Stored data entries
PR #6523, opened 2024-11-15
Remove `userTypeFromIdentityResponse` thunk and usage

andrewHEguardian:
## What are you doing in this PR?

Remove the `userTypeFromIdentityResponse` redux property, the async thunk to set it and all uses.

This breaks the continue to your account / complete your account messaging on the (old) one time thank you page and digital subscription thank you page. We are migrating one time checkout page soon, and it's not worth the dev effort on the digisub thank you page.

## How to test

TASK DESCRIPTION: Filter the records for the word "userTypeFromIdentityResponse" and show every line that has it.

WRITTEN SOLUTION:
Remove `userTypeFromIdentityResponse` thunk and usage
Remove the `userTypeFromIdentityResponse` redux property, the async thunk to set it and all uses.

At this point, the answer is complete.